Следователь задумывается, легонько тарабанит пальцами по столешнице:

— Хм… Действительно… Вообще-то, впечатление он на меня произвел неплохое. Спокойный, даже не подумаешь, что мог в петлю сунуться. Хотя… Другой-то проорется, проматерится — и все дела. А такие, как Мозжейкин, копят в себе, накручивают, нагнетают… и молчат. Потом наступает предел и…

— За доведение до самоубийства привлекать думаешь?

Добровольский отвечает с горькой усмешкой:

— Кого?..

— Всех троих, — хмурится Кромов.

Вздохнув, следователь вытягивает ящик стола, подает ему Уголовный кодекс, а сам заунывным голосом цитирует по памяти:

— Доведение лица, находившегося в материальной или иной зависимости от виновного, до самоубийства или покушения на него путем жестокого обращения с потерпевшим или систематического унижения его личного достоинства… Так сказать, диспозиция статьи сто седьмой не позволяет.

— Хочешь сказать, унижение есть, а зависимость отсутствует? — раскрыв кодекс на нужной странице, медленно выговаривает Кромов.

— Именно!.. Впрочем, над этим я голову не особенно ломал.
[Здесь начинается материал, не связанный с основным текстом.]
PR #11726, opened 2024-12-08
Remove unnecessary process declaration

agatemosu:
They are already defined in `@types/node` with the same `string | undefined` type.


notbakaneko:
We should look at excluding `@types/node` and only having the exported values instead, since the project is being built for browsers, not node.

PR #11728, opened 2024-12-09
Exclude restricted user scores from score listing

nanaya:
Maybe 🤔


nanaya:
do you mean the es index? it also excludes non-preserved scores.

notbakaneko (approved):

PR #11730, opened 2024-12-09
Fix flag size on team page

nanaya:
I wonder if the image itself should be resized to 240x120 instead of 256x128 (or the avatar area should be of that size instead, which also integer scaled with current user avatar) ಠ_ಠ


notbakaneko (approved):
Think of weird calling this flag everywhere while using profile avatar 🤨

PR #11731, opened 2024-12-09
Account for retina size team flag

nanaya:
Either this or just make it a quarter of its current size on team page instead (display size of 128x64). Especially considering they're pretty tiny everywhere else.


notbakaneko:
I think it can just use retina size everywhere, the downscaling quality isn't going to make much difference on non-retina displays imo. The file size for larger pngs is more of an issue if they're being used everywhere for the small flags, etc...

nanaya:
using 512x256 image for 40x20 display just sounds silly...

notbakaneko:
That's what I said in a different way

nanaya:
Apparently we're going with this for now so we have the highest possible images and can add smaller version later (either an additional file column or resizing service through nginx or whatever)

peppy:
To give a bit more context, I think uploading and storing the larger 256x512 is best for now specifically to match the height of avatars and to give the most flexibility to team creators and to future usages of the graphics, ie. news posts or tournament overlays.

peppy (approved):
i think

notbakaneko (approved):

PR #11733, opened 2024-12-09
Fix switching locale doesn't set js locale correctly

### LINKED ISSUE #11707: Mixed (cached?) translations in page after switching the website language
Dashboard / any other tab (in Italian):
image

When I go to the friends section:
**Note the tab names in English, and I could swear that the sort options were localized before.**

image

nanaya:
Resolves #11707. Or maybe works around? There's currently no way to change js locale without full reload.


notbakaneko (approved):
Oh yeah, I forgot about this while checking something else 👀

PR #11737, opened 2024-12-10
Notify all owners on beatmap owner change

nanaya:
Something like this? 🤔 

I suppose it should only notify the delta but there's no such data at the moment and this is probably better than nothing?


notbakaneko (commented):
could store and pass the results of the `xor` in`ChangeBeatmapOwners` 🤔

notbakaneko:
Should users getting removed be notified 🤔

nanaya:
then the scope keep getting larger when thinking about this so I just went with the simplest one for now 😬

(also handling change in job class structure etc)

notbakaneko (approved):

PR #11740, opened 2024-12-12
Replace ts-loader and terser with swc

agatemosu:


peppy:
Would be nice to have a bit of context for this in the opening post.

notbakaneko:
I don't think we're going to be simply changing our tooling "just because"

nanaya:
apparently it cut off build time.

| System | Build | Before | After | Speedup |
|--------|-------|--------|-------|---------|
| dev    | dev   | 10     | 7     | 3       |
| dev    | prod  | 22     | 14    | 8       |
| gha    | prod  | 42     | 24    | 18      |

I haven't checked the output or anything else.

agatemosu:
Sorry for not including an opening post, the reason for the change is to make builds faster.

The output of swc is smaller than ts.

|      | excluding .map | including .map |
| :--- | -------------: | -------------: |
| ts   |        9128 KB |       18288 KB |
| swc  |        8512 KB |       18448 KB |
| diff |        -616 KB |        +160 KB |

PR #11742, opened 2024-12-13
Add new API endpoints for forums and topics

### LINKED ISSUE #7440: Add API route to get topic listing on a forum
continuation of #6072

should have some way to request the pinned topics as well. bonus points if poll data and first post can be requested as includes, would save a lot of requests for my use case :^)

Sheppsu:
Closes #7440 

It would be nice to have these available, and in my case, I want to automate some things on my [otdb](https://otdb.sheppsu.me) project by using the api to comb through the tournament forum. I would love to at least have the topic listing endpoint available if not the others.

Adds three endpoints:
- Get a list of top-level forums and their subforums (max 2 deep)
- Get a single forum with pinned topics and recent topics
- Get a sorted list of topics optionally under a certain forum


nanaya (changes requested):

app/Http/Controllers/Forum/ForumsController.php
```diff
@@ -88,8 +154,20 @@ public function show($id)
...
-            ->paginate();
+            ->recent(compact('sort', 'withReplies'));
+
+        if (is_api_request()) {
+            $topics->limit(Topic::PER_PAGE);
+
+            return [
+                'forum' => json_item($forum, 'Forum/Forum', ['subforums.subforums']),
+                'topics' => json_collection($topics, 'Forum/Topic'),
+                'last_topics' => json_collection($lastTopics, 'Forum/Topic'),
```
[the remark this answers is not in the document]
Sheppsu: yeah that's true

app/Http/Controllers/Forum/ForumsController.php
```diff
@@ -88,8 +151,19 @@ public function show($id)
...
-            ->recent(compact('sort', 'withReplies'))
-            ->paginate();
+            ->recent(compact('sort', 'withReplies'));
+
+        if (is_api_request()) {
+            $topics->limit(Topic::PER_PAGE);
+
+            return [
+                'forum' => json_item($forum, new ForumTransformer(), ['subforums.subforums']),
+                'topics' => json_collection($topics, new TopicTransformer()),
```
nanaya, line 161: need a `->get()` here (or above, or combined here)

app/Models/Forum/Topic.php
```diff
@@ -78,8 +79,20 @@ class Topic extends Model implements AfterCommit
...
         restore as private origRestore;
     }
+    use WithDbCursorHelper;
 
     const DEFAULT_SORT = 'new';
+    const SORTS = [
+        'new' => [
+            // type 'timestamp' because the values are stored as integer in the database
+            ['column' => 'topic_last_post_time', 'order' => 'DESC', 'type' => 'timestamp'],
+            ['column' => 'topic_last_post_id', 'order' => 'DESC'],
```
nanaya, line 89: this destroys performance due to no usable index

nanaya (changes requested):

app/Models/Forum/Topic.php
Sheppsu: should I just change it to sort by topic time & id?

nanaya: just remove this and only rely on the post time for now

Sheppsu: ah I understand now. I misread as meaning both columns didn't have an index

PR #11743, opened 2024-12-13
Require multiplayer api to join multiplayer room

nanaya:
Mainly to disallow people from rejoining room after they're kicked and the room password changed. It also makes more sense because it should have same check as joining multiplayer room instead of generic chat room.

The downside is there's currently no way to join multiplayer room through other than client api but apparently we don't really want to support that at the moment? 🤷 @peppy


notbakaneko (approved):
I'm only approving this because web chat doesn't handle rooms with passwords (or maybe prevent rejoining if password set? 🤷 ) @peppy

peppy (approved):

PR #11744, opened 2024-12-13
Add member management page

nanaya:
Currently can only remove.

💯 design.


app/Http/Controllers/Teams/MembersController.php
```diff
@@ -0,0 +1,51 @@
...
+class MembersController extends Controller
+{
+    public function __construct()
+    {
+        parent::__construct();
+
+        $this->middleware('auth');
+    }
+
+    public function destroy(string $teamId, string $userId): Response
```
nanaya, line 24: from what I gather the type will always be string (or nullable string if optional)

notbakaneko (changes requested):

notbakaneko (approved):
Appearance can be a different problem™️

PR #12414, opened 2025-09-21
Fix incorrect translation key

nanaya:
...actually tested this time.


notbakaneko (approved):
...did I not save the file

PR #12417, opened 2025-09-22
Cache json-formatted medals data

nanaya:
I don't think there's anything user-specific in here 🤔 

<del>...or there may be problem if adding the achieved count</del> any attempts at passing fresh data ends up being very annoying so might as well use potentially stale data instead


notbakaneko (approved):
I'd hope there isn't anything user-specific in there 🤔

PR #12418, opened 2025-09-23
Allow pulling active matches in /matches endpoint

### LINKED ISSUE #11636: Allow pulling only open multiplayer lobbies from ``/matches`` endpoint

someonecantcode:
Closes #11636 

Gives the option for users to get active rooms via active query by checking if the `end_time` is null. When active query is false, it does the same default behavior of returning active & unactive rooms like when normally getting /matches. It wasn't really clear in the issue if when `active=false`, it should show inactive rooms, so I just made it have the same behavior of showing active & unactive matches.

Do I need to add or do anything for this page also? 
link: https://osu.ppy.sh/docs/index.html#matches

endpoint examples:
```bash
/matches?active=1  
/matches?active=true
```

api examples
```bash
teawsl@egghead:~/osu-web$ curl -H "Authorization: Bearer $TOKEN"   \ --get http://localhost:8080/api/v2/matches
{
  "matches": [
    {
      "id": 2,
      "start_time": "2025-09-23T00:52:33+00:00",
      "end_time": "2025-09-23T01:47:33+00:00",
      "name": "inactive 1"
    },
    {
      "id": 1,
      "start_time": "2025-09-23T01:42:33+00:00",
      "end_time": null,
      "name": "active 1"
    }
  ],
  "params": {
    "limit": 50,
    "sort": "id_desc",
    "active": null
  },
  "cursor": null,
  "cursor_string": null
}

teawsl@egghead:~/osu-web$ curl -H "Authorization: Bearer $TOKEN"  \ --get  http://localhost:8080/api/v2/matches?active=1
{
  "matches": [
    {
      "id": 1,
      "start_time": "2025-09-23T01:42:33+00:00",
      "end_time": null,
      "name": "active 1"
    }
  ],
  "params": {
    "limit": 50,
    "sort": "id_desc",
    "active": true
  },
  "cursor": null,
  "cursor_string": null
}


```

### DIFF
--- a/app/Libraries/Search/BeatmapsetSearch.php
+++ b/app/Libraries/Search/BeatmapsetSearch.php
@@ -17,7 +17,6 @@ use App\Models\Solo;
 use App\Models\Tag;
 use App\Models\User;
 use Ds\Set;
-use Illuminate\Database\Eloquent\Builder;
 
 class BeatmapsetSearch extends RecordSearch
 {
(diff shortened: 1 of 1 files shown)


app/Http/Controllers/LegacyMatchesController.php
```diff
@@ -65,16 +65,22 @@ public function index()
         $params = request()->all();
         $limit = \Number::clamp(get_int($params['limit'] ?? null) ?? 50, 1, 50);
         $cursorHelper = LegacyMatch::makeDbCursorHelper($params['sort'] ?? null);
+        $active = get_bool($params['active'] ?? null);
 
         [$matches, $hasMore] = LegacyMatch
             ::where('private', false)
+            ->when(request('active'), fn($q) => $q->whereNull('end_time'))
```
nanaya: use the `$active` variable and do something when `active=0` is explicitly passed instead of still returning active rooms... (I don't think the current one makes sense)

someonecantcode: alright, ty for the clarification. i'll use the `$active` and add the behavior for `active=0` to only pull inactive rooms.

PR #12426, opened 2025-09-30
Allow username capitalization change

godkama:
This is not a big need, but the only way to change username capitalization so far has been only to message support (i think?) or to change username twice (temporary username and then other capitalization). This needs to be checked further since i'm not the best at Laravel but should work!


notbakaneko:
Why are you mixing unrelated PR contents?

godkama:
> Why are you mixing unrelated PR contents?

thats mb i made pr with my main branch and sometimes forget to switch branches between changes. no clue how to go back on those commits on the web tho

godkama:
i'll git rebase when home

godkama:
reopening with correct branch

PR #12427, opened 2025-10-01
Add documentation to /matches for added query params

someonecantcode:
Added documentation on the `active` parameter for the `/matches` endpoint to cover changes in #12418. 

Apologies for not covering this beforehand in the previous pr.

### DIFF
--- a/app/Http/Controllers/LegacyMatchesController.php
+++ b/app/Http/Controllers/LegacyMatchesController.php
@@ -41,7 +41,7 @@ class LegacyMatchesController extends Controller
      * @usesCursor
      * @queryParam limit integer Maximum number of matches (50 default, 1 minimum, 50 maximum). No-example
      * @queryParam sort string `id_desc` for newest first; `id_asc` for oldest first. Defaults to `id_desc`. No-example
-     * @queryParam active boolean `true` for active matches only; `false` for inactive matches; Defaults to `null` returning both. No-example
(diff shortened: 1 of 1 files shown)


app/Http/Controllers/LegacyMatchesController.php
```diff
@@ -36,10 +36,12 @@ public function __construct()
      * matches       | [Match](#match)[]             | |
      * params.limit  | integer                       | |
      * params.sort   | string                        | |
+     * params.active | boolean                       | |
      *
      * @usesCursor
      * @queryParam limit integer Maximum number of matches (50 default, 1 minimum, 50 maximum). No-example
      * @queryParam sort string `id_desc` for newest first; `id_asc` for oldest first. Defaults to `id_desc`. No-example
+     * @queryParam active boolean `true` for active matches only; `false` for inactive matches; Defaults to `null` returning both. No-example
```
nanaya: while passing string `null` works, it's not the correct value for the parameter. It should be either blank or not specified.

nanaya (changes requested):

app/Http/Controllers/LegacyMatchesController.php
someonecantcode: Ok, changed to defaults to not specified.

I am exceeding 120 chars phpcs psr-2 standard but I hope that is ok.

someonecantcode:
Something weird is happening with the tests when I rebased. I'm going to close this to pr and send another on a clean branch with the same changes.

PR #12428, opened 2025-10-01
Reduce chance of model factory collision

nanaya:
I tried some fancier ideas (generating actual random bytes) but it just doesn't work quite right without creating the file ahead of time (or storing the data in the model itself but that'd instead mean having test-specific things in the model).

Maybe I'll do it if this pr ends up not being sufficient.


notbakaneko:
Was there anything relying on the test file being all `a`s 🤔

nanaya:
<del>nope, it's just for correctness and that there's a file at all</del>

...actually one of the tests test the file hash. it doesn't need to be all `a` as long it's valid.

notbakaneko (approved):

Issue #8888, opened 2022-05-10
Better tracking of API usage


peppy:
Right now we don't have enough visibility over API usage. It would be good to have this tracked in the database, against tokens.

See `osu_apikeys` for reference, which does similar tracking for the v1 API.

PR #12430, opened 2025-10-01
Record token usage count

nanaya:
Dunno if it's enough for #8888 🤷 

This also currently tracks api usage from client

(maybe also the miss count at another time...?)

### DIFF
--- a/app/Models/Model.php
+++ b/app/Models/Model.php
@@ -19,7 +19,7 @@ use Illuminate\Database\Eloquent\Model as BaseModel;
 
 abstract class Model extends BaseModel
 {
-    use HasFactory, Traits\FasterAttributes, Validatable;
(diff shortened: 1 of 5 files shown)


app/Models/Model.php
```diff
@@ -19,7 +19,7 @@
 
 abstract class Model extends BaseModel
 {
-    use HasFactory, Traits\FasterAttributes, Validatable;
+    use HasFactory, Traits\FasterAttributes, Traits\IncrementInstance, Validatable;
```
nanaya, line 22: not very related but one of the more recent coding styles says to import one trait at a time

> Each individual trait that is imported into a class MUST be included one-per-line and each inclusion MUST have its own `use` import statement.

https://www.php-fig.org/per/coding-style/#42-using-traits

notbakaneko (approved):

PR #12435, opened 2025-10-02
Hide realtime events with invalid playlist item id

nanaya:
Either this or make a placeholder playlist item...

### DIFF
--- a/app/Http/Controllers/Multiplayer/RoomsController.php
+++ b/app/Http/Controllers/Multiplayer/RoomsController.php
@@ -51,12 +51,16 @@ class RoomsController extends Controller
         ], ['null_missing' => true]);
         $params['limit'] = \Number::clamp($params['limit'] ?? 100, 1, 101);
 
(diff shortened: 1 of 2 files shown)


bdach:
What prompted this? I thought I fixed playlist items with associated events getting deleted... (https://github.com/ppy/osu-server-spectator/pull/291)

nanaya:
I guess the old broken one(s?) was never deleted...

bdach:
That may be it yeah. So long as there are no new orphaned rows after that PR's deploy date (August 1), maybe could "just" clean up the orphans and call it a day?

nanaya:
that could work too yeah

nanaya:
here's the query to clean them up I guess

```sql
delete from multiplayer_realtime_room_events re where playlist_item_id is not null and not exists (select 1 from multiplayer_playlist_items pi where re.playlist_item_id = pi.id);
```

nanaya:
Removed the problematic data instead.

PR #12437, opened 2025-10-02
Add length limit to team description field

nanaya:
It's not really supposed to be that long...

(there are some teams close to this length)


notbakaneko (approved):
60000 makes more sense than 63000 but it they're already that long, then 🤷

PR #12439, opened 2025-10-03
Set correct limit for team description

nanaya:
Apparently I never ended up committing the correct number for some reason ಠ_ಠ

(the longest is a bit over 63k)


notbakaneko (approved):
🤔

PR #12717, opened 2026-01-28
Hide user command chat messages

### LINKED ISSUE #12689: `!report` is visible to other users if sent from web chat
Found this out the hard way recently. Reported someone at 18:23 UTC today via web chat, and another user (also on web chat) could see it and acknowledged it. BanchoBot DMed me to say that chat moderators were alerted.

**This seems like a pretty important issue.**

nanaya:
Resolves #12689

I don't know if there's a valid indicator when the message isn't a valid command...

It'll at least still show messages that start with two exclamation marks `!!` or followed by a space `! thing`

### DIFF
--- a/app/Models/Chat/Message.php
+++ b/app/Models/Chat/Message.php
@@ -122,11 +122,7 @@ class Message extends Model implements ReportableInterface
 
     public function isUserCommand(): bool
     {
-        $content = $this->content;
-
-        return strlen($content) > 1
-            && $content[0] === '!'
-            && ($content[1] !== ' ' && $content[1] !== '!');
+        return preg_match('/^![^ !]/', $this->content) === 1;
     }
 
     public function reportableAdditionalInfo(): ?string
--- a/app/Models/Chat/Message.php
+++ b/app/Models/Chat/Message.php
@@ -28,6 +28,14 @@ class Message extends Model implements ReportableInterface
 {
     use Reportable;
 
+    public ?string $uuid = null;
+
+    protected $primaryKey = 'message_id';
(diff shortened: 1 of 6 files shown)


LiquidPL:
I wonder what impact would this have on someone using non-moderation BanchoBot commands in a public channel. There's [a few](https://osu.ppy.sh/wiki/en/BanchoBot) commands aside from !report that a user would be able to send, and right now I assume the command itself would not show but the result would.

peppy:
> I wonder what impact would this have on someone using non-moderation BanchoBot commands in a public channel. There's [a few](https://osu.ppy.sh/wiki/en/BanchoBot) commands aside from !report that a user would be able to send, and right now I assume the command itself would not show but the result would.

is a valid point which was discussed IRL. should show user commands to the local user where feasible.

notbakaneko (changes requested):
probably can do with some filtering tests

app/Models/Chat/Message.php
```diff
@@ -126,7 +126,7 @@ public function isUserCommand(): bool
 
         return strlen($content) > 1
             && $content[0] === '!'
-            && ($content[1] !== ' ' || $content[1] !== '!');
+            && ($content[1] !== ' ' && $content[1] !== '!');
```
notbakaneko: unneeded brackets?

notbakaneko (changes requested):

notbakaneko:
> simplify
> regex

ಠ_ಠ

nanaya:
=]

notbakaneko (approved):

PR #12727, opened 2026-01-30
Use preinstalled yarn

nanaya:
One less thing to (redundantly) install.


notbakaneko:
I feel like we should be setting `packageManager` as well... (also funny that yarn 1 is still the known good release)

nanaya:
looks like it requires specifying exact version (and downloading it on version mismatch)

doesn't seem like an interesting idea

notbakaneko (approved):

PR #12730, opened 2026-01-30
Move news updates to separate section in mail notification digest

### LINKED ISSUE #12598: News post notifications read badly
Image

Probably need their own template. It reads as if there's been an update / comment post / something rather than highlighting something new.

notbakaneko:
I originally had something more structured and also broke up the other notifications into more categories but reverted them in the end because:
1. mail notification uses a different grouping to summarize notifications
2. notification digest currently sends frequently enough that there shouldn't be that many news posts in the mail to need grouping them into series.

Also thought of adding a short abstract in the mail but I think that's better done in the notification data itself and not querying it for every mail...?
(also fake markdown to make it stand out more?)

closes #12598

### DIFF
--- a/Dockerfile.deployment
+++ b/Dockerfile.deployment
@@ -34,7 +34,7 @@ RUN echo "install_weak_deps=False" >> /etc/dnf/dnf.conf && \
       unzip && \
     microdnf clean all
 
-RUN npm install -g yarn
+RUN corepack enable yarn
 
 WORKDIR /app
 
--- a/Dockerfile.development
+++ b/Dockerfile.development
@@ -39,7 +39,7 @@ RUN echo "install_weak_deps=False" >> /etc/dnf/dnf.conf && \
       util-linux && \
     microdnf clean all
 
-RUN npm install -g yarn
+RUN corepack enable yarn
 
 RUN curl -L "https://getcomposer.org/download/latest-2.x/composer.phar" > /usr/local/bin/composer && chmod 755 /usr/local/bin/composer
 
--- a/app/Http/Controllers/HomeController.php
+++ b/app/Http/Controllers/HomeController.php
@@ -14,6 +14,7 @@ use App\Models\BeatmapDownload;
 use App\Models\Beatmapset;
 use App\Models\Build;
 use App\Models\Forum\Post;
+use App\Models\LivestreamCollection;
 use App\Models\Multiplayer\Room;
 use App\Models\NewsPost;
 use App\Models\UserDonation;
@@ -133,12 +134,16 @@ class HomeController extends Controller
 
             $dailyChallenge = Room::dailyChallengeFor(CarbonImmutable::now());
 
+            $livestream = new LivestreamCollection();
+            $featuredStream = $livestream->featured();
+
             return ext_view('home.user', compact(
                 'menuImages',
                 'newBeatmapsets',
                 'news',
                 'popularBeatmapsets',
                 'dailyChallenge',
+                'featuredStream',
             ));
         } else {
             $news = json_collection($news, 'NewsPost');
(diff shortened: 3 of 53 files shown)


app/Mail/UserNotificationDigest.php
```diff
@@ -77,7 +87,11 @@ public function build()
         $user = $this->user;
 
         return $this
-            ->text('emails.user_notification_digest', compact('groups', 'user'))
+            ->text('emails.user_notification_digest', [
+                'groups' => array_values($this->groups),
```
nanaya, line 92: the two variables before this end up being useless

app/Mail/UserNotificationDigest.php
```diff
@@ -33,11 +41,17 @@ private function addToGroups(Notification $notification)
             $baseKey = 'notifications.mail.'.$class::getMailBaseKey($notification);
             $key = $class::getMailGroupingKey($notification);
 
+            if ($class === NewsPostNew::class) {
```
nanaya, line 38: move the key variables after this section?

app/Mail/UserNotificationDigest.php
```diff
@@ -15,7 +16,14 @@
 // Paired with App\Jobs\UserNotificationDigest
 class UserNotificationDigest extends Mailable
 {
-    private $groups = [];
+    private array $groups = [];
+    private array $news = [];
+
+    private static function getDetails(Notification $notification)
```
nanaya: is static function after or before constructor

and return type?

app/Mail/UserNotificationDigest.php
```diff
@@ -15,7 +16,14 @@
...
+    {
+        // remove anything not a string because trans doesn't like it.
+        return array_filter($notification->details ?? [], fn ($value) => is_string($value));
```
nanaya: `is_string(...)`

nanaya:
Not sure if any better...

```
Hi testuser10,

Just letting you know that there have been new updates on items you are watching.

# News Updates

## Community Mentorship Program Winter 2025 Signups Now Open
https://on.nanaya.net/home/news/2026-01-05-community-mentorship-program-winter-2025-signups-now-open

---

Change email notification preferences:
https://on.nanaya.net/home/account/edit#notifications

--
osu! | https://on.nanaya.net
```

maybe @peppy can confirm if it's ok.

peppy:
It's definitely better than what we had, but dunno if I'd say it's "good". Maybe fine to merge as a stepping stone.

FWIW I'm not against using rich text emails to make these look better these days.

resources/views/emails/_news.blade.php
```diff
@@ -0,0 +1,12 @@
+{{--
+    Copyright (c) ppy Pty Ltd <contact@ppy.sh>. Licensed under the GNU Affero General Public License v3.0.
+    See the LICENCE file in the repository root for full licence text.
+--}}
+# {!! osu_trans('notifications.mail.news_updates') !!}
+
+@foreach ($news as $details)
+## {!! $details['title'] !!}
```
nanaya: no more series/category...?

app/Mail/UserNotificationDigest.php
notbakaneko: did I not commit the deleted lines....no I didn't 🙈

app/Mail/UserNotificationDigest.php
```diff
@@ -26,18 +29,31 @@ public function __construct(private array $notifications, private User $user)
...
+    }
+
     private function addToGroups(Notification $notification)
     {
         try {
             $class = BroadcastNotificationBase::getNotificationClassFromNotification($notification);
+
+            if ($class === NewsPostNew::class) {
+                // group news by category
+                $details = static::getDetails($notification);
```
nanaya: I just noticed, the filtering doesn't really do anything in this context does it 🤔

app/Mail/UserNotificationDigest.php
```diff
@@ -26,18 +29,31 @@ public function __construct(private array $notifications, private User $user)
...
+                $details['link'] = NewsPostNew::getMailLink($notification);
```
nanaya: and this can be combined with the `$link` variable setting far down below

nanaya (changes requested):

PR #12731, opened 2026-01-30
Add `multiplayer.write_manage` scope for multiplayer refereeing API

bdach:
Scope to be used by `osu-server-spectator` for https://github.com/ppy/osu-server-spectator/issues/406.

I initially named it `multiplayer.write` but `write_manage` seems closer in line with the chat usage sooo 🤷 

The access matrix here is the same as it is for chat scopes, but I will restate it in plain language, because it is confusing, to the point that I was confused by it at several points myself, which is why this took so long to get out because I wanted to 100% confirm it:

- Non-bot owned client + `client_credentials` grant:
  - ⛔ "Delegation with Client Credentials is only available to bots."
- Non-bot owned client + `authorization_code` grant + client owner tries to authorize self:
  - ✅ Client acts as client owner / self.
- Non-bot owned client + `authorization_code` grant + some other user tries to authorize self:
  - ⛔ "This scope is only available for bots or your own clients."
- Bot-owned client + `client_credentials` grant:
  - ✅ Client acts as client owner / the bot account.
- Bot-owned client + `authorization_code` + any user tries to authorize self:
  - ✅ Client acts as the authorized user (real delegation).

### DIFF
--- a/tests/TestCase.php
+++ b/tests/TestCase.php
@@ -81,11 +81,6 @@ class TestCase extends BaseTestCase
         );
     }
 
-    protected static function ownClientOrBotScopes(): Collection
-    {
-        return static::allPassportScopeIds()->filter(fn ($scope) => in_array($scope, Token::SCOPES_OWN_CLIENT, true));
-    }
-
     protected static function allPassportScopeIds(): Collection
     {
         return Passport::scopes()->pluck('id');
--- a/tests/Models/OAuth/TokenTest.php
+++ b/tests/Models/OAuth/TokenTest.php
@@ -18,13 +18,13 @@ class TokenTest extends TestCase
 {
     public static function dataProviderForTestAuthCodeOwnClientOrBotScopesAllowsSelf()
     {
-        return static::ownClientOrBotScopes()->map(fn ($scope) => [$scope]);
+        return array_map(fn ($scope) => [$scope], Token::SCOPES_OWN_CLIENT);
     }
 
     public static function dataProviderForTestAuthCodeOwnClientOrBotScopesRequiresBotGroup()
     {
         $data = [];
-        foreach (static::ownClientOrBotScopes() as $scope) {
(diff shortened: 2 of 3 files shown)


tests/TestCase.php
```diff
@@ -81,9 +81,9 @@ protected static function fileList($path, $suffix)
         );
     }
 
-    protected static function chatScopes(): Collection
+    protected static function ownClientOrBotScopes(): Collection
     {
-        return static::allPassportScopeIds()->filter(fn ($scope) => str_starts_with($scope, 'chat.'));
+        return static::allPassportScopeIds()->filter(fn ($scope) => in_array($scope, Token::SCOPES_OWN_CLIENT, true));
```
notbakaneko: at this point we might as well use `Token::SCOPES_OWN_CLIENT` directly since the previous assumption of not having this variable and adding more items to it doesn't hold true, anymore.

notbakaneko:
Also is there anything web-side going to be doing anything with this scope, or is it just authing and storing it?

bdach:
> Also is there anything web-side going to be doing anything with this scope, or is it just authing and storing it?

I don't foresee any web use of the scope.

One thing I will eventually have to figure out is that this refereeing API will probably permit its users to create multiple realtime rooms at a time. Currently a user can only host one realtime room at a time:

https://github.com/ppy/osu-web/blob/a404d7d61fce782abcf4e6cc0ce48594e420a325/app/Models/Multiplayer/Room.php#L810

But I don't foresee the token taking part in this, because the relevant room creation in the realtime multiplayer case happens via an interop endpoint:

https://github.com/ppy/osu-web/blob/f94704239f175f771db64409e8b82ef89c34e358/app/Http/Controllers/InterOp/Multiplayer/RoomsController.php#L35-L43

so I don't think it will involve the user's token, it will probably be an explicit boolean argument in the server-to-server call.

notbakaneko (approved):
I'm just going to leave this open for changes until it needs to go in, then

PR #12737, opened 2026-02-02
Fix TOTP missing clock deprecation

notbakaneko:


notbakaneko:
There's also symfony's `NativeClock` which... defaults to `now` and default timezone

PR #12738, opened 2026-02-02
Adjust profile page play detail on mobile

nanaya:
Accuracy and menu button should be centre aligned to the rank/grade icon...?


notbakaneko (approved):
makes more sense to me

PR #12749, opened 2026-02-05
Fix nested label checkboxes

notbakaneko:
Before I forget about it again..

nested `label` isn't supposed to be valid; most of the switch includes are already inside a `label` anyway, so I changed it to `div`.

Как представил, что Мозжейкину на вопросы суда принародно отвечать придется, так и перестал ломать…

Взгляд Кромова теплеет:

— Не боишься, что суд вернет дело на дослед? Ведь прокурор за это не погладит.

— Боюсь, не боюсь — моя забота, — усмехается Добровольский. — Но чтобы вернуть дело на доследование, нужны веские основания. В нашем же случае, по точному смыслу статьи, привлекать некого! А аналогия, сам знаешь, в уголовном праве не допускается… Да и Мозжейкин, думаю, не будет настаивать.

— Это уж точно, — соглашается Кромов.

Лежал Мозжейкин в шестиместной палате. Очевидно, врачи побоялись поместить его в одноместную, или просто она была занята очередным чиновным больным.

Палата была веселая. Кромов понял это еще в коридоре. Жизнерадостный гогот, рвущийся из открытых дверей, даже слегка озадачивал. Причина смеха стала ясна оперативнику чуть позже — палата резалась в «подкидного».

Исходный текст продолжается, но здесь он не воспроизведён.